REQUIRED WORK: The data should be restated word for word, in full.
----- RECORD SET -----
PR #2276, opened 2020-09-16
PP-7095 DAC Audit - Make tables in `DL` list

iqbalgds:
- Update table in demo payment
  - Convert to a DL list
- Update table in `My Profile` page
  - Convert into a DL list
-----
SOLUTION FOR THIS EXERCISE:
PR #2276, opened 2020-09-16
PP-7095 DAC Audit - Make tables in `DL` list

iqbalgds:
- Update table in demo payment
  - Convert to a DL list
- Update table in `My Profile` page
  - Convert into a DL list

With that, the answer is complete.